↓↓↓

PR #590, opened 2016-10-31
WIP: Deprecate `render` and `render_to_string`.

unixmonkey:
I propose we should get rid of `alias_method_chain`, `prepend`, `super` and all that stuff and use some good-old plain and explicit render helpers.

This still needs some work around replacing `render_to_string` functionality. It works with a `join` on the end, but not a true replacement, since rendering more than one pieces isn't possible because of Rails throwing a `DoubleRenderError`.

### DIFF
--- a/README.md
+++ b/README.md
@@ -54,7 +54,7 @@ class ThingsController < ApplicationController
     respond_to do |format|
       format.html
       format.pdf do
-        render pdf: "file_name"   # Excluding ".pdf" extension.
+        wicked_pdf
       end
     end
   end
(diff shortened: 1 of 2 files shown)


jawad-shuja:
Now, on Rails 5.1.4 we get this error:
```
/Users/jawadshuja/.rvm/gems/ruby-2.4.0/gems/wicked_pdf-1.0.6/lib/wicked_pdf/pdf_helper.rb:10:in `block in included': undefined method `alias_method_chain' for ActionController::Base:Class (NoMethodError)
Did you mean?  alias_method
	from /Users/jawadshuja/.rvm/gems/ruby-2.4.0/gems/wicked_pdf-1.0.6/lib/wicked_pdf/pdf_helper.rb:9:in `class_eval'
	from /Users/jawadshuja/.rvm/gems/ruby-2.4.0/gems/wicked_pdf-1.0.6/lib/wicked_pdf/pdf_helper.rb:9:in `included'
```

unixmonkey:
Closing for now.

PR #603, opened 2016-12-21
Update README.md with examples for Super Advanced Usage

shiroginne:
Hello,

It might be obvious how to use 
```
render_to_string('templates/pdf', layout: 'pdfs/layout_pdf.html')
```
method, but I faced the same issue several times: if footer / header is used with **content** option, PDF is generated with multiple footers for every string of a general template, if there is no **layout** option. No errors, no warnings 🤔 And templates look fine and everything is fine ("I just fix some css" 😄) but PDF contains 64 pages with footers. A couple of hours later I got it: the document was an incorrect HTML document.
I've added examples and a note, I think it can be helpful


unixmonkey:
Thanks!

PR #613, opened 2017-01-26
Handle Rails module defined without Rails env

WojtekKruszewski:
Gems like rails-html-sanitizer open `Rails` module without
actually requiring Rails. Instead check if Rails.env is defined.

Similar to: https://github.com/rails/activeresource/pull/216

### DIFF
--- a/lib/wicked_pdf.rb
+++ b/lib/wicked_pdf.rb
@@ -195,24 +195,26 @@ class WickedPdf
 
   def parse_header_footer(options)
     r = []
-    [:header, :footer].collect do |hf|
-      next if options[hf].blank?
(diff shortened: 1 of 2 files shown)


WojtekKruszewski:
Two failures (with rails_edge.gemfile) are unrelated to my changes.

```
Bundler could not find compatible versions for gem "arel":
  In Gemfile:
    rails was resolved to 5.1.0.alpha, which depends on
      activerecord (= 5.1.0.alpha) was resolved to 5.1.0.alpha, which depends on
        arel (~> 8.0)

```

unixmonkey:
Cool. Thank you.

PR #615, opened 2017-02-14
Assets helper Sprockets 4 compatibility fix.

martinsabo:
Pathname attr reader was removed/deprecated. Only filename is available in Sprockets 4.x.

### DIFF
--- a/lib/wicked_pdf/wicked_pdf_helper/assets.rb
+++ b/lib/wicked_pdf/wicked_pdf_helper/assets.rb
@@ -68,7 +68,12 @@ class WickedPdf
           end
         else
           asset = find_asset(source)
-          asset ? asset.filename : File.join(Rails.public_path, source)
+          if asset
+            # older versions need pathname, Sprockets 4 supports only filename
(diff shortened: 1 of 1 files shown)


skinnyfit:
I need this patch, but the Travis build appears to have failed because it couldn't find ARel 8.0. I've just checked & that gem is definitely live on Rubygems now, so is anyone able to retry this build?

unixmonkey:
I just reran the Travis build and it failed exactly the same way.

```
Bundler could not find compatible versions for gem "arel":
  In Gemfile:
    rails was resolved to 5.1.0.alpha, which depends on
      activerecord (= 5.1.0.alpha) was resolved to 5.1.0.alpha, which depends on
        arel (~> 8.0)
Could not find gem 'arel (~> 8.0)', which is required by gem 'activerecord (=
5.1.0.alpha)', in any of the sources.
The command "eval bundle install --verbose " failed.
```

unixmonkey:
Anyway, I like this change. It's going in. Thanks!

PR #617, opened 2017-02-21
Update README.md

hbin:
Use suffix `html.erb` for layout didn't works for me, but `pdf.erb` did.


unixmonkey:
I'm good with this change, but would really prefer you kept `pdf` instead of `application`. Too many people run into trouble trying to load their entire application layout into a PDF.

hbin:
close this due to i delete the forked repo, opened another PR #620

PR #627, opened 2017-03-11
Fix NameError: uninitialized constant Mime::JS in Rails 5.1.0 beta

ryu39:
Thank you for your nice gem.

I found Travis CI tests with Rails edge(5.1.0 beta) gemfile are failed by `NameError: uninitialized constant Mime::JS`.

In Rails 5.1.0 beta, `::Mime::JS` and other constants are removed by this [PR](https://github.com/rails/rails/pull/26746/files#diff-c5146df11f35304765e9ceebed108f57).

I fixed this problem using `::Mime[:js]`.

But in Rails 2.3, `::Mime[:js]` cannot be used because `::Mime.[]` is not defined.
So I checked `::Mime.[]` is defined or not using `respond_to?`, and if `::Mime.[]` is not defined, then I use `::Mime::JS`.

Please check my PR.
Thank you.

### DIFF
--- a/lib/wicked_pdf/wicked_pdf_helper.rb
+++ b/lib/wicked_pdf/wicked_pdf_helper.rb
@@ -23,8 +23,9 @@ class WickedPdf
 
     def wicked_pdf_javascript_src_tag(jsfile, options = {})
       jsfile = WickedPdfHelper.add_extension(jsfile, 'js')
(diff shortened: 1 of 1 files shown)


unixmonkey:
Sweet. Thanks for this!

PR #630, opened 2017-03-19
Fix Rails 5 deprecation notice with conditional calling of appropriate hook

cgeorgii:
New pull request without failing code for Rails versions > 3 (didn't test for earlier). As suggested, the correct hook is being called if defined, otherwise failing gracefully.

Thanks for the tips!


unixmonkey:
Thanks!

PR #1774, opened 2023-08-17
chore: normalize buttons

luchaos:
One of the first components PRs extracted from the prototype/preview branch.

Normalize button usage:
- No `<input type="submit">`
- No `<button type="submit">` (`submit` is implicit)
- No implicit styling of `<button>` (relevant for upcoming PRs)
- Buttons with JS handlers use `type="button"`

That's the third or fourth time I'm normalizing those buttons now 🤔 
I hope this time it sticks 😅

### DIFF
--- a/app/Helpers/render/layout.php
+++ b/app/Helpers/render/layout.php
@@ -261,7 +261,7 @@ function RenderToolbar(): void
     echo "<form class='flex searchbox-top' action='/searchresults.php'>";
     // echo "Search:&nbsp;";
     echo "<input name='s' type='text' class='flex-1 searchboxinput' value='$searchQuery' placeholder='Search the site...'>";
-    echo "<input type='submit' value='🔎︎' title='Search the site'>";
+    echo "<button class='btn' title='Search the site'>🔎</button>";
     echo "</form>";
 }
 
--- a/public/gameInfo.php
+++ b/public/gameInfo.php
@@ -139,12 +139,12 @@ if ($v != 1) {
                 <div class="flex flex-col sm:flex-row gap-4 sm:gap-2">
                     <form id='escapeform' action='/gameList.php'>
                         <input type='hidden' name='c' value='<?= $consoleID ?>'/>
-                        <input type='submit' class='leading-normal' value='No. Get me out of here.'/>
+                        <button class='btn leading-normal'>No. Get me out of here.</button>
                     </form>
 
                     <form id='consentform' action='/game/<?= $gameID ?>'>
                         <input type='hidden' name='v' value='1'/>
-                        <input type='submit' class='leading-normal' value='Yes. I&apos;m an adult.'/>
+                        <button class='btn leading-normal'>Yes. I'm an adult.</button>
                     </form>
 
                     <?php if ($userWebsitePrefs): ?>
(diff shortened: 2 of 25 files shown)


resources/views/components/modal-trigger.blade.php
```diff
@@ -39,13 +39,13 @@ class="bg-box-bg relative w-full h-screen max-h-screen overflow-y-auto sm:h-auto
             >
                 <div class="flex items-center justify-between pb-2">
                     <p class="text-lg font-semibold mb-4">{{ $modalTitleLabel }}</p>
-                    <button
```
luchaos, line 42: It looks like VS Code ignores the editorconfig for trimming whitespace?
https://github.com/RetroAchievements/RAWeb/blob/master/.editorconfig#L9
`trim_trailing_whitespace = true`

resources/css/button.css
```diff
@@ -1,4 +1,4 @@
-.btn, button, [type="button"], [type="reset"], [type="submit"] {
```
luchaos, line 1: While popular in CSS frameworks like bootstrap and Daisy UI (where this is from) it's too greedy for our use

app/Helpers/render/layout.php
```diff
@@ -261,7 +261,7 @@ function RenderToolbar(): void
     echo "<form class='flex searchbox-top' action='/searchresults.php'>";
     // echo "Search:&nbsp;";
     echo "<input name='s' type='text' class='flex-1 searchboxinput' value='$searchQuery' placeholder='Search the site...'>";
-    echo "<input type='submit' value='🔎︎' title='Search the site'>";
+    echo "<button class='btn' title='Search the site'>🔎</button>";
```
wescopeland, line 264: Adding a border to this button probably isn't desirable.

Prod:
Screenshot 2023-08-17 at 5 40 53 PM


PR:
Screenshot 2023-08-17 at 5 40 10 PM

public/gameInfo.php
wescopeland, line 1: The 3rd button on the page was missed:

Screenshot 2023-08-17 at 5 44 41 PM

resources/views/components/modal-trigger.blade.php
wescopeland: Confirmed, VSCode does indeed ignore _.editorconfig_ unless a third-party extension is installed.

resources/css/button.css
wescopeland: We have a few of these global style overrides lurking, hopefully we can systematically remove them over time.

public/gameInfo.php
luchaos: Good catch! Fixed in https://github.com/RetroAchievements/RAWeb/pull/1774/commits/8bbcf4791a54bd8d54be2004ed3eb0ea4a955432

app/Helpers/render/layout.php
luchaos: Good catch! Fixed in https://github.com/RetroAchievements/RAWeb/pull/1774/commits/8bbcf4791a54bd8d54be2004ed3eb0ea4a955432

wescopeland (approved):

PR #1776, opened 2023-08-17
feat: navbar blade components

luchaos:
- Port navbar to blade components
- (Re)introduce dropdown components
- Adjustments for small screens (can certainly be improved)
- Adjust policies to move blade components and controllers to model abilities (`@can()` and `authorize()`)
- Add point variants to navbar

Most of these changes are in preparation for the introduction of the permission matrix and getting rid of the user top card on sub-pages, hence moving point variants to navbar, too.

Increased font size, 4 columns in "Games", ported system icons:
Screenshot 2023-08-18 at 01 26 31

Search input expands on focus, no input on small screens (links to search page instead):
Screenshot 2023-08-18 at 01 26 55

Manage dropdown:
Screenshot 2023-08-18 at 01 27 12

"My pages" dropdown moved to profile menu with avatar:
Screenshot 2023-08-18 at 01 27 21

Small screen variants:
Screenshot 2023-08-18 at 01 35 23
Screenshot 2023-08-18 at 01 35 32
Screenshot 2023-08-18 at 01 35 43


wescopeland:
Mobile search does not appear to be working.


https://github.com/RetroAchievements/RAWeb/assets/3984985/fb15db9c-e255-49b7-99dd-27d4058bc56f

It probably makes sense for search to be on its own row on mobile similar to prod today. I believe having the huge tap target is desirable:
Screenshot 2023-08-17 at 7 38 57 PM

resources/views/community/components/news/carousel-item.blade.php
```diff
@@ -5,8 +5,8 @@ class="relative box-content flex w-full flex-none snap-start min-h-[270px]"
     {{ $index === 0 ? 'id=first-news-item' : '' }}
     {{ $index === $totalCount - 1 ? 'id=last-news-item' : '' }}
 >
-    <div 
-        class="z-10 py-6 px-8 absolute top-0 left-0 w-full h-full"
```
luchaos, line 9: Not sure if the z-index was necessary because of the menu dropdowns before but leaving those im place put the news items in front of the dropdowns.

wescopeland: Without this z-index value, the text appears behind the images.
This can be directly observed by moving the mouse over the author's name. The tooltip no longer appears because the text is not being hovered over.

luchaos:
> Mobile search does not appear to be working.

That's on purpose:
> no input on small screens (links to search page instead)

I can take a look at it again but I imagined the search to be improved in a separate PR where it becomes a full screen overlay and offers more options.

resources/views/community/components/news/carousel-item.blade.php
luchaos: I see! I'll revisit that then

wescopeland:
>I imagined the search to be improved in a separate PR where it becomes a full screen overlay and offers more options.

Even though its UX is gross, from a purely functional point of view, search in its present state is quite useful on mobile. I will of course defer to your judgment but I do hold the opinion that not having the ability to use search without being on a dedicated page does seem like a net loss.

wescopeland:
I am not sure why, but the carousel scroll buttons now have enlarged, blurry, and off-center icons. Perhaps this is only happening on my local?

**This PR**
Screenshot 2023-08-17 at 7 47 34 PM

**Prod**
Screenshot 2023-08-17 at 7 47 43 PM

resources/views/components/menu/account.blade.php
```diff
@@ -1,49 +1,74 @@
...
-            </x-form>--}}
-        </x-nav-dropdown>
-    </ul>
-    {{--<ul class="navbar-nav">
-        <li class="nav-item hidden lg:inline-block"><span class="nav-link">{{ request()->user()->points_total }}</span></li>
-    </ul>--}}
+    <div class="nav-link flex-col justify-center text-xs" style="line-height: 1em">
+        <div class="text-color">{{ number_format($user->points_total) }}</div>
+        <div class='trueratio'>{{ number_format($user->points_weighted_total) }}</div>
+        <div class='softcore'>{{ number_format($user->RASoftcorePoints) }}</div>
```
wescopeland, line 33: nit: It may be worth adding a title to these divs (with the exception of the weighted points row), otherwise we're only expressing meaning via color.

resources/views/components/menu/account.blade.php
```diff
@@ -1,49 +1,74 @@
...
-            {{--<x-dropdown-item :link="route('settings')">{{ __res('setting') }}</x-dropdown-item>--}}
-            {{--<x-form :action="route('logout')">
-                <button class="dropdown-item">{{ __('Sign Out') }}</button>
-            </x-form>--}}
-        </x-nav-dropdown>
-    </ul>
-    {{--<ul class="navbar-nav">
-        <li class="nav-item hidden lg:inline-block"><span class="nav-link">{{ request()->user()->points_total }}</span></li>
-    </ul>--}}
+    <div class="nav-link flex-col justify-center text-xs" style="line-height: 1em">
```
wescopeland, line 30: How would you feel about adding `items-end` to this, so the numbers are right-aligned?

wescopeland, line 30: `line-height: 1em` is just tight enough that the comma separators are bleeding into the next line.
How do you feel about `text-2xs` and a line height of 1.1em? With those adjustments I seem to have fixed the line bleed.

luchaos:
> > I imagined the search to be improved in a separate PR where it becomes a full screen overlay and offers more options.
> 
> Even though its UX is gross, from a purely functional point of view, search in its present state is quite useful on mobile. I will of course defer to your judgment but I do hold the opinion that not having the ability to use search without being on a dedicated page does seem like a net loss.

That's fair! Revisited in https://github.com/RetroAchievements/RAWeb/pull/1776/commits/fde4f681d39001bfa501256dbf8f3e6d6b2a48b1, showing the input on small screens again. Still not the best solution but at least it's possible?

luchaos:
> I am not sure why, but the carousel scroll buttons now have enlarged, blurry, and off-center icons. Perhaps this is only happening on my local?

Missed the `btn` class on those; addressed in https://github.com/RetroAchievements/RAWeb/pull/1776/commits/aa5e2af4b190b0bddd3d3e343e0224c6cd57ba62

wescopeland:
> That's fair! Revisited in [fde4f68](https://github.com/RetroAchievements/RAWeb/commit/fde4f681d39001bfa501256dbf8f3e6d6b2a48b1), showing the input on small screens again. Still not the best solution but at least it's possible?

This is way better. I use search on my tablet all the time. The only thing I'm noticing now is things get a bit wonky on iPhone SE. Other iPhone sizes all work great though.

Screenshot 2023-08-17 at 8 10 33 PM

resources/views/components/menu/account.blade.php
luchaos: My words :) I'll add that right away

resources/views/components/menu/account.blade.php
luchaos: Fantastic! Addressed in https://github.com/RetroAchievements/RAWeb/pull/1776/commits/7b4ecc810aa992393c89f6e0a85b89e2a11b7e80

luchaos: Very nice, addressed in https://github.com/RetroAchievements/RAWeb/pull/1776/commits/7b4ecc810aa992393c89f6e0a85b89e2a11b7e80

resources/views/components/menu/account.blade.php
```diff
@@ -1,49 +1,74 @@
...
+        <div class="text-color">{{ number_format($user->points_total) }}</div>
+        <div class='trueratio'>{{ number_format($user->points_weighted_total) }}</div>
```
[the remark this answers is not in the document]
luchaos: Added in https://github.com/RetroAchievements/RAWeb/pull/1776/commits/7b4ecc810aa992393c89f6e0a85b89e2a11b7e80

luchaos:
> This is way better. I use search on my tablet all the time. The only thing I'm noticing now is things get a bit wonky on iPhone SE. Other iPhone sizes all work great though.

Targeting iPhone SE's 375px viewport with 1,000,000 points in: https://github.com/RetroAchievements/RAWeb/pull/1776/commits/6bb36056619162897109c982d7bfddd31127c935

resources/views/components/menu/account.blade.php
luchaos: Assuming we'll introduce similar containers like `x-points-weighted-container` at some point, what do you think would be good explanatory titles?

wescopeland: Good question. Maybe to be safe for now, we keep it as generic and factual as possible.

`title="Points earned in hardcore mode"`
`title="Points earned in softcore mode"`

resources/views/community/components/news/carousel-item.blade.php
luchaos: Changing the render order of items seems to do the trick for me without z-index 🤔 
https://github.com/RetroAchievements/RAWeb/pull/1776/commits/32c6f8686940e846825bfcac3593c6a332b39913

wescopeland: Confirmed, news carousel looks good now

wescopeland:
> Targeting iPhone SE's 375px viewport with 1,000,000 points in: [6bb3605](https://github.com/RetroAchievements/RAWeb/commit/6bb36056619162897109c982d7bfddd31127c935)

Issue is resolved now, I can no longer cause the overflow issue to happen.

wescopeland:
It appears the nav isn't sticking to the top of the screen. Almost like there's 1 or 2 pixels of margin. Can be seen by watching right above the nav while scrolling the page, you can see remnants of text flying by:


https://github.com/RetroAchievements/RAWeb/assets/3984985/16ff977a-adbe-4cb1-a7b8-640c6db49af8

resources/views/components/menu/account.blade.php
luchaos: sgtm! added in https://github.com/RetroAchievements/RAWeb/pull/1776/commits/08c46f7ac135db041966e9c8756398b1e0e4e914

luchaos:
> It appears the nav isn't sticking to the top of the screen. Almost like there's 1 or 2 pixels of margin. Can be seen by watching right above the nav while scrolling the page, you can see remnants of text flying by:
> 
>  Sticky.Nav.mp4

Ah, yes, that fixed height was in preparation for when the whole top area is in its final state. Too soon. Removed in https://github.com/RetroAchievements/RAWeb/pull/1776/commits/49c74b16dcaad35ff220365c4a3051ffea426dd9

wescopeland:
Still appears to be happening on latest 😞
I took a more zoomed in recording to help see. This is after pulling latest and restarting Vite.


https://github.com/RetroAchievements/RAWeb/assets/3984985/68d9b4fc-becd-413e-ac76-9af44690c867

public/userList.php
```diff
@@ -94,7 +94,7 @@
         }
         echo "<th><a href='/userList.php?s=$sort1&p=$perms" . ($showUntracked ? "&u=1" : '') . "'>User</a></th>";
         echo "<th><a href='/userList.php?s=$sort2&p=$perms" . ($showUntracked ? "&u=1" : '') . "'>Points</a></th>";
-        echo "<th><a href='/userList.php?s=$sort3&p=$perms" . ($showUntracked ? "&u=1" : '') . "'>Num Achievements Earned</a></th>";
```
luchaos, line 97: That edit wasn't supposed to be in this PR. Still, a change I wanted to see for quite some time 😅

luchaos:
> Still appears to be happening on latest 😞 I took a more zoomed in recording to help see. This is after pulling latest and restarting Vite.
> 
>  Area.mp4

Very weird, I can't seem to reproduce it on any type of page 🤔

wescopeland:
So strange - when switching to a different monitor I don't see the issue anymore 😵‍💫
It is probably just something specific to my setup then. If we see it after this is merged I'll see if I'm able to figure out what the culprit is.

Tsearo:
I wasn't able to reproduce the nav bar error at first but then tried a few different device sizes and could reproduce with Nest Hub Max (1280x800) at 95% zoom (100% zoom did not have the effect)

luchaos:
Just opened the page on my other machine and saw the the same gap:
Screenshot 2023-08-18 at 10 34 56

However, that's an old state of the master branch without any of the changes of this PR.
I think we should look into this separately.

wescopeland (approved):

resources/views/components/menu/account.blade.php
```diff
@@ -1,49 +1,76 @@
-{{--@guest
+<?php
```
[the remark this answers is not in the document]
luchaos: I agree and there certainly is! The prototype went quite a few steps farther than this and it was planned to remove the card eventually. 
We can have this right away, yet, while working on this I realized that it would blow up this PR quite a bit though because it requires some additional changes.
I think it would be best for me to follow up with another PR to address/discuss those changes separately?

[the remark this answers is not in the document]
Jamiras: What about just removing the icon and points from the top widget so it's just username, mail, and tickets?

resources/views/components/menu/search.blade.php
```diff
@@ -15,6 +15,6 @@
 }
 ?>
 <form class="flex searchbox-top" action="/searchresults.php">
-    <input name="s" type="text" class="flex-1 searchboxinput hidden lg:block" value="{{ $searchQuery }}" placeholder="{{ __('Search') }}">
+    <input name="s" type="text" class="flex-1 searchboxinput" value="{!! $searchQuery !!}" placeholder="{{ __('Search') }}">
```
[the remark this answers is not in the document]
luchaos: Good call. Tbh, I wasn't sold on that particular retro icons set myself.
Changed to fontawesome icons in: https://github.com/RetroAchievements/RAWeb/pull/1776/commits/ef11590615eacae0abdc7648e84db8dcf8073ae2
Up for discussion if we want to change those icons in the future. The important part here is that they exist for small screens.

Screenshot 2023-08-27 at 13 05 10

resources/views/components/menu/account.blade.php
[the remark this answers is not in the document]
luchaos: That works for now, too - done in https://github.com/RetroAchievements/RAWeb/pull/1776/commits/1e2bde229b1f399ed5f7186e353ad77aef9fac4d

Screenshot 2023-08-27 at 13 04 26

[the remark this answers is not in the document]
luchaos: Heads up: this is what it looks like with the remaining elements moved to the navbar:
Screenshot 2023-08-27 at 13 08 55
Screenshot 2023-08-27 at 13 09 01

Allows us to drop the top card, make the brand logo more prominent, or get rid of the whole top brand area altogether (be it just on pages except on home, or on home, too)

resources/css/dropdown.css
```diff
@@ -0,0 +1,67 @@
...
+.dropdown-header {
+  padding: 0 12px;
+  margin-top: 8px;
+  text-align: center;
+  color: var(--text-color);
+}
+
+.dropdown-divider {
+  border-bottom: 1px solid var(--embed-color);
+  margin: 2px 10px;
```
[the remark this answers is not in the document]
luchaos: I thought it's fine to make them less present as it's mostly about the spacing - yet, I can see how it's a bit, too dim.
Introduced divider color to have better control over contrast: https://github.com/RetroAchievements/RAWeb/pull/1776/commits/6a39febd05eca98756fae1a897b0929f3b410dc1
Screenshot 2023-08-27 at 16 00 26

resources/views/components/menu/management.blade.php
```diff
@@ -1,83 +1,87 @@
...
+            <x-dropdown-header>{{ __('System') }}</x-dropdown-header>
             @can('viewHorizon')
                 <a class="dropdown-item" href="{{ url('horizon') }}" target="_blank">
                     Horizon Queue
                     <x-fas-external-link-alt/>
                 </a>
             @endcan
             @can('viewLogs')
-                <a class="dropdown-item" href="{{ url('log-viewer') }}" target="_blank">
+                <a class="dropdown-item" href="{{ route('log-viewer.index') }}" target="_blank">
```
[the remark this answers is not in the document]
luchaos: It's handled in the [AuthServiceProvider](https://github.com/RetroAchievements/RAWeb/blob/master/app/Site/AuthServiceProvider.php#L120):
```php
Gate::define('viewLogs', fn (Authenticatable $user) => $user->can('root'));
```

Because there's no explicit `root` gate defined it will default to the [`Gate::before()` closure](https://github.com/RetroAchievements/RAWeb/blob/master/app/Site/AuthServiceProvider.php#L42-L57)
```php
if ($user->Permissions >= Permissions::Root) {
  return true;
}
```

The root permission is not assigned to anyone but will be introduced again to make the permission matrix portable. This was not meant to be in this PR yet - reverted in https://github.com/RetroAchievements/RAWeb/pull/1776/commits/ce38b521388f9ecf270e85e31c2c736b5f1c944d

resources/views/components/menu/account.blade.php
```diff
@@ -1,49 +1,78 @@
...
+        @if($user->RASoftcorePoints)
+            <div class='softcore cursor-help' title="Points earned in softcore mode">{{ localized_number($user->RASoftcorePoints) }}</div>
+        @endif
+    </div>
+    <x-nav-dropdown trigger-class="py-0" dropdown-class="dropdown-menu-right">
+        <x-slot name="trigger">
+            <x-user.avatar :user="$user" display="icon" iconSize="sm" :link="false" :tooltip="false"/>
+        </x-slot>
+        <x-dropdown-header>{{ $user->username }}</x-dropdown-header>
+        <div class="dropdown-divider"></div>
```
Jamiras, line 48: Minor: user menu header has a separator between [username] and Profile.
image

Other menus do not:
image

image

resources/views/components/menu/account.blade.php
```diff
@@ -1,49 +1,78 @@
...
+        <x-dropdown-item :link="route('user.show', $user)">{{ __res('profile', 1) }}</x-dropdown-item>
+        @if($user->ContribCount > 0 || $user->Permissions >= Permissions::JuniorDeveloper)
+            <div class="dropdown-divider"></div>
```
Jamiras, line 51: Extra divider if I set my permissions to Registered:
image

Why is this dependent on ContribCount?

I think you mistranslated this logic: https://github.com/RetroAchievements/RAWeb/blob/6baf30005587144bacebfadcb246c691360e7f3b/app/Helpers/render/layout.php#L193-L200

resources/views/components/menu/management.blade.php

↑↑↑

> The task: Nothing but a number should be given: the count of lines in the entries that contain the word "hook".

> Task response: 2